Pero hay un antídoto que, como decía antes, da mucha mayor dimensión a la persona y la aísla de tales riesgos. Y este no es otro que el aprendizaje, el conocimiento y la adquisición de un bagaje de competencias, actitudes, aptitudes, ideas y creencias propias, que nos den una personalidad sólida, y que nos permitan expresarnos libremente y querer crecer un poquito cada día. Entender cuál es la evolución que nos ha llevado a la concepción actual de las cosas, intentar acercarnos a la ciencia y a las letras, y tener en cuenta el pensamiento de todos los que nos han precedido, que han sido muchos y se han enfrentado, más o menos, a los mismos problemas. Cuestionarse mil cosas cada día, empezando por las más encorsetadas o enquistadas, y tratar de emprender una vida libre, donde el haz el bien y no mires a quién da muchas satisfacciones personales, aunque pocas recompensas. Ponerse en el lugar del otro, y tratar de entender qué harían los demás ante tus cuitas, o intentar ver la botella siempre medio llena, aunque a veces cueste mucho. Eso es posible si tus fundamentos son sólidos, y eso lo da tu bagaje educativo.

La educación, con mayúsculas, dentro y fuera de las aulas, es el camino. El mejor remedio contra todo tipo de fundamentalismos, y el arma más potente para mejorar la vida nuestra y la de los que nos rodean. La educación salva vidas, porque muchos de los conflictos existentes -también en nuestro país- se zanjarían con mayor nivel de cultura y conocimiento. Y permite poner al hecho económico -importante, pero cuya prioridad no ha de ser siempre la máxima- en su justo lugar.

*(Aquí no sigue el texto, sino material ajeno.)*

PR #1310, opened 2020-11-10
Introduce new "smart" range-based team building options

jdoerfert:
The old team building options where either fixed (1,2,3,4) or purely
random (?). The new options (1-2,1-3,1-4) allow players to be placed
in ranges of teams while they also ensure team sizes to be as even as
possible. That is, a player with the team `1-3` is placed in team 1,
2, or 3 in a way that minimizes the absolute difference in team size.

### DIFF
--- a/libs/s25main/network/GameServer.cpp
+++ b/libs/s25main/network/GameServer.cpp
@@ -21,6 +21,7 @@
 #include "GameMessage_GameCommand.h"
 #include "GameServerPlayer.h"
 #include "GlobalGameSettings.h"
+#include "JoinPlayerInfo.h"
 #include "RTTR_Version.h"
 #include "RttrConfig.h"
 #include "Savegame.h"
@@ -31,7 +32,9 @@
 #include "network/CreateServerInfo.h"
 #include "network/GameMessages.h"
 #include "ogl/glArchivItem_Map.h"
+#include "random/Random.h"
 #include "gameTypes/LanGameInfo.h"
+#include "gameTypes/TeamTypes.h"
 #include "gameData/GameConsts.h"
 #include "gameData/LanDiscoveryCfg.h"
 #include "liblobby/LobbyClient.h"
@@ -46,6 +49,7 @@
 #include <cmath>
 #include <helpers/chronoIO.h>
 #include <iomanip>
+#include <iterator>
 #include <mygettext/mygettext.h>
 
 inline std::ostream& operator<<(std::ostream& os, const AsyncChecksum& checksum)
@@ -430,12 +434,109 @@ void GameServer::Stop()
     LOG.write("server state changed to stop\n");
 }
 
+// Check if there are players that have not been assigned a team but only a
+// range. Those players are assigned a team now while we try to balanace the
+// number of players per team. Returns true iff players have been assigned.
+bool GameServer::assignPlayersOfRandomTeams(std::vector<JoinPlayerInfo>& playerInfos)
+{
+    static_assert(NUM_TEAMS == 4, "Expected exactly 4 playable teams!");
+
+    std::set<unsigned> potentialPlayers[NUM_TEAMS];
+    unsigned nPlayers[NUM_TEAMS] = {0};
+    unsigned unassignedPlayers = 0;
+
+    // First collect fixed players and potential ones.
+    for(unsigned player = 0; player < playerInfos.size(); ++player)
+    {
+        JoinPlayerInfo& playerInfo = playerInfos[player];
+        switch(playerInfo.team)
+        {
+            case TM_RANDOMTEAM:
+            case TM_TEAM1: ++nPlayers[0]; break;
+            case TM_RANDOMTEAM2:
+            case TM_TEAM2: ++nPlayers[1]; break;
+            case TM_RANDOMTEAM3:
+            case TM_TEAM3: ++nPlayers[2]; break;
+            case TM_RANDOMTEAM4:
+            case TM_TEAM4: ++nPlayers[3]; break;
+            case TM_TEAM_1_TO_2:
+                ++unassignedPlayers;
+                potentialPlayers[0].insert(player);
+                potentialPlayers[1].insert(player);
+                break;
+            case TM_TEAM_1_TO_3:
+                ++unassignedPlayers;
+                potentialPlayers[0].insert(player);
+                potentialPlayers[1].insert(player);
+                potentialPlayers[2].insert(player);
+                break;
+            case TM_TEAM_1_TO_4:
+                ++unassignedPlayers;
+                potentialPlayers[0].insert(player);
+                potentialPlayers[1].insert(player);
+                potentialPlayers[2].insert(player);
+                potentialPlayers[3].insert(player);
+                break;
+            case TM_NOTEAM: break;
+        }
+    }
+    // Check for unassigned players first.
+    if(unassignedPlayers == 0)
+        return false;
+
+    while(unassignedPlayers)
+    {
+        // Set of potential teams for the next player.
+        std::vector<int> teamsForNextPlayer;
+
+        // Determine the minimal team size for teams that can take an unassigned player.
+        unsigned minNextTeamSize = std::numeric_limits<unsigned>::max();
+        for(unsigned team = 0; team < NUM_TEAMS; ++team)
+        {
+            // Check if we can add a player to this team at all.
+            if(!potentialPlayers[team].empty())
+                minNextTeamSize = std::min(minNextTeamSize, nPlayers[team]);
+        }
+
+        for(unsigned team = 0; team < NUM_TEAMS; ++team)
+        {
+            // Check if we can add a player to this team at all.
+            if(potentialPlayers[team].empty())
+                continue;
+            // Check if this is a team with the minimal number of players amongst teams that can have unassigned ones.
+            if(nPlayers[team] <= minNextTeamSize)
+                teamsForNextPlayer.push_back(team);
+        }
+
+        RTTR_Assert_Msg(!teamsForNextPlayer.empty(), "Expected to have teams with potential players!");
+        int nextTeam = teamsForNextPlayer[rand() % teamsForNextPlayer.size()];
+        RTTR_Assert_Msg(!potentialPlayers[nextTeam].empty(), "Expected next team to have potential players!");
+
+        // Pick a random player that can go into this team.
+        int nextPlayer = *getRandomElement(potentialPlayers[nextTeam]);
+
+        // The player is now assigned and the team size increased.
+        for(auto& PotentialPlayer : potentialPlayers)
+            PotentialPlayer.erase(nextPlayer);
+        ++nPlayers[nextTeam];
+
+        playerInfos[nextPlayer].team = Team(TM_TEAM1 + nextTeam);
+        --unassignedPlayers;
+    }
+
+    return true;
+}
+
 /**
  *  startet das Spiel.
  */
 bool GameServer::StartGame()
 {
     lanAnnouncer.Stop();
+
+    // Finalize the team selection for unassigned players.
+    if(assignPlayersOfRandomTeams(playerInfos))
+        SendToAll(GameMessage_Player_List(playerInfos));
 
     // Bei Savegames wird der Startwert von den Clients aus der Datei gelesen!
     unsigned random_init;
--- a/libs/s25main/random/Random.h
+++ b/libs/s25main/random/Random.h
@@ -25,6 +25,7 @@
 #include <cstddef>
 #include <iosfwd>
 #include <limits>
+#include <random>
 #include <string>
 #include <utility>
 #include <vector>
@@ -139,3 +140,45 @@ public:
 
 /// Shortcut for creating an instance of RandomFunctor
 #define RANDOM_SHUFFLE(container) RandomFunctor::shuffleContainer(container, __FILE__, __LINE__)
+
+/// Return a random number in the interval [lowerBound, upperBound].
+template<typename RandomT>
+static unsigned getRandomNumber(const RandomT& rng, unsigned lowerBound, unsigned upperBound)
+{
+    std::uniform_int_distribution<typename RandomT::result_type> dist(lowerBound, upperBound);
+    return dist(rng);
+}
+
+/// Return a random number in the interval [0, upperBound).
+template<typename RandomT>
+static unsigned getRandomNumber(const RandomT& rng, unsigned upperBound)
+{
+    RTTR_Assert(upperBound > 0);
+    return getRandomNumber(rng, 0, upperBound - 1);
+}
+
+/// Return a random number in the interval [0, upperBound).
+static unsigned getRandomNumber(unsigned upperBound)
+{
+    std::mt19937 rng;
+    std::random_device rnd_dev;
+    rng.seed(rnd_dev());
+    RTTR_Assert(upperBound > 0);
+    return getRandomNumber(rng, upperBound);
+}
+
+/// Return an iterator to a random element of \p container. If \p isEnd is nonnull, set it to true if the returned
+/// iterator is the "end" iterator and false otherwise.
+template<typename ContainerT>
+static typename ContainerT::iterator getRandomElement(ContainerT& container, bool* isEnd = nullptr)
+{
+    unsigned size = container.size();
+    bool empty = size == 0;
+    if(isEnd)
+        *isEnd = empty;
+    if(empty)
+        return container.end();
+    auto it = container.begin();
+    std::advance(it, getRandomNumber(size));
+    return it;
+}
--- a/tests/s25Main/integration/testGameServerJointPlayerDistribution.cpp
+++ b/tests/s25Main/integration/testGameServerJointPlayerDistribution.cpp
@@ -1,0 +1,129 @@
+// Copyright (c) 2016 - 2018 Settlers Freaks (sf-team at siedler25.org)
+//
+// This file is part of Return To The Roots.
+//
+// Return To The Roots is free software: you can redistribute it and/or modify
+// it under the terms of the GNU General Public License as published by
+// the Free Software Foundation, either version 2 of the License, or
+// (at your option) any later version.
+//
+// Return To The Roots is distributed in the hope that it will be useful,
+// but WITHOUT ANY WARRANTY; without even the implied warranty of
+// MERCHANTABILITY or FITNESS FOR A PARTICULAR PURPOSE. See the
+// GNU General Public License for more details.
+//
+// You should have received a copy of the GNU General Public License
+// along with Return To The Roots. If not, see <http://www.gnu.org/licenses/>.
+
+#include "BasePlayerInfo.h"
+#include "JoinPlayerInfo.h"
+#include "network/GameServer.h"
+#include "gameTypes/TeamTypes.h"
+#include <boost/test/unit_test.hpp>
+
+static unsigned getMaxTeamSizeDifference(std::vector<JoinPlayerInfo>& playerInfos, unsigned nTeams)
+{
+    unsigned nPlayers[4] = {0, 0, 0, 0};
+    for(auto& playerInfo : playerInfos)
+    {
+        switch(playerInfo.team)
+        {
+            case TM_RANDOMTEAM:
+            case TM_TEAM1: ++nPlayers[0]; break;
+            case TM_RANDOMTEAM2:
+            case TM_TEAM2: ++nPlayers[1]; break;
+            case TM_RANDOMTEAM3:
+            case TM_TEAM3: ++nPlayers[2]; break;
+            case TM_RANDOMTEAM4:
+            case TM_TEAM4: ++nPlayers[3]; break;
+            default: return -1;
+        };
+    }
+
+    std::sort(&nPlayers[0], &nPlayers[nTeams]);
+    BOOST_TEST_REQUIRE(nPlayers[0] <= nPlayers[nTeams - 1]);
+    return nPlayers[nTeams - 1] - nPlayers[0];
+}
+
+BOOST_AUTO_TEST_CASE(JoinPlayerAssignment)
+{
+    BasePlayerInfo BPI1, BPI2, BPI3, BPI4, BPI1_2, BPI1_3, BPI1_4, BPIRT1, BPIRT2, BPIRT3, BPIRT4;
+    BPI1.team = TM_TEAM1;
+    BPI2.team = TM_TEAM2;
+    BPI3.team = TM_TEAM3;
+    BPI4.team = TM_TEAM4;
+    BPIRT1.team = TM_RANDOMTEAM;
+    BPIRT2.team = TM_RANDOMTEAM2;
+    BPIRT3.team = TM_RANDOMTEAM3;
+    BPIRT4.team = TM_RANDOMTEAM4;
+    BPI1_2.team = TM_TEAM_1_TO_2;
+    BPI1_3.team = TM_TEAM_1_TO_3;
+    BPI1_4.team = TM_TEAM_1_TO_4;
+
+    std::vector<JoinPlayerInfo> playerInfos;
+
+    playerInfos.push_back(JoinPlayerInfo(BPI1_4));
+    playerInfos.push_back(JoinPlayerInfo(BPI1));
+    playerInfos.push_back(JoinPlayerInfo(BPIRT2));
+    playerInfos.push_back(JoinPlayerInfo(BPI1_3));
+    BOOST_REQUIRE(GameServer::assignPlayersOfRandomTeams(playerInfos));
+    BOOST_TEST(2u >= getMaxTeamSizeDifference(playerInfos, 4));
+
+    playerInfos.clear();
+    playerInfos.push_back(JoinPlayerInfo(BPI1_4));
+    playerInfos.push_back(JoinPlayerInfo(BPI1));
+    playerInfos.push_back(JoinPlayerInfo(BPIRT2));
+    playerInfos.push_back(JoinPlayerInfo(BPI1_4));
+    BOOST_REQUIRE(GameServer::assignPlayersOfRandomTeams(playerInfos));
+    BOOST_TEST(0u == getMaxTeamSizeDifference(playerInfos, 4));
+
+    playerInfos.clear();
+    playerInfos.push_back(JoinPlayerInfo(BPI1_3));
+    playerInfos.push_back(JoinPlayerInfo(BPI1));
+    playerInfos.push_back(JoinPlayerInfo(BPIRT2));
+    playerInfos.push_back(JoinPlayerInfo(BPI1_3));
+    BOOST_REQUIRE(GameServer::assignPlayersOfRandomTeams(playerInfos));
+    BOOST_TEST(1u == getMaxTeamSizeDifference(playerInfos, 3));
+
+    playerInfos.clear();
+    playerInfos.push_back(JoinPlayerInfo(BPI1_4));
+    playerInfos.push_back(JoinPlayerInfo(BPI1_4));
+    playerInfos.push_back(JoinPlayerInfo(BPI1_4));
+    playerInfos.push_back(JoinPlayerInfo(BPI1_4));
+    playerInfos.push_back(JoinPlayerInfo(BPI1_4));
+    playerInfos.push_back(JoinPlayerInfo(BPI1_4));
+    playerInfos.push_back(JoinPlayerInfo(BPI1_4));
+    playerInfos.push_back(JoinPlayerInfo(BPI1_4));
+    BOOST_REQUIRE(GameServer::assignPlayersOfRandomTeams(playerInfos));
+    BOOST_TEST(0u == getMaxTeamSizeDifference(playerInfos, 4));
+
+    playerInfos.clear();
+    playerInfos.push_back(JoinPlayerInfo(BPI1_4));
+    playerInfos.push_back(JoinPlayerInfo(BPI1_4));
+    playerInfos.push_back(JoinPlayerInfo(BPI1_4));
+    playerInfos.push_back(JoinPlayerInfo(BPI1_3));
+    playerInfos.push_back(JoinPlayerInfo(BPI1_3));
+    playerInfos.push_back(JoinPlayerInfo(BPI1_3));
+    playerInfos.push_back(JoinPlayerInfo(BPI1_3));
+    playerInfos.push_back(JoinPlayerInfo(BPI1_3));
+    BOOST_REQUIRE(GameServer::assignPlayersOfRandomTeams(playerInfos));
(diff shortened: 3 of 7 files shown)


libs/s25main/network/GameServer.cpp
```diff
@@ -21,17 +21,20 @@
...
 #include "GameServerPlayer.h"
 #include "GlobalGameSettings.h"
+#include "JoinPlayerInfo.h"
 #include "RTTR_Version.h"
 #include "RttrConfig.h"
 #include "Savegame.h"
 #include "Settings.h"
 #include "commonDefines.h"
 #include "files.h"
+#include "helpers/MultiArray.h"
```
Flamefire, line 31:
```suggestion
```
Unused?

libs/s25main/network/GameServer.cpp
```diff
@@ -430,13 +434,112 @@ void GameServer::Stop()
...
+                break;
+            case TM_TEAM_1_TO_4:
+                ++unassignedPlayers;
+                nPotentialPlayers[0].insert(player);
+                nPotentialPlayers[1].insert(player);
+                nPotentialPlayers[2].insert(player);
+                nPotentialPlayers[3].insert(player);
+                break;
+            case TM_NOTEAM: break;
+            default: RTTR_Assert_Msg(false, "Unexpected team!");
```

La educación es la mayor inversión que nos podemos plantear con perspectiva de futuro. No solo la educación científica, que es importante, sino la ligada a valores y al propio ejercicio del pensamiento, con el objetivo del advenimiento de una sociedad mucho más civilizada, orientada a valores de lo común y al respeto -no a la indiferencia- en lo personal, y con una estrategia a largo plazo, que defina qué queremos ser como pueblo y por qué, profundamente enraizada en el ejercicio democrático.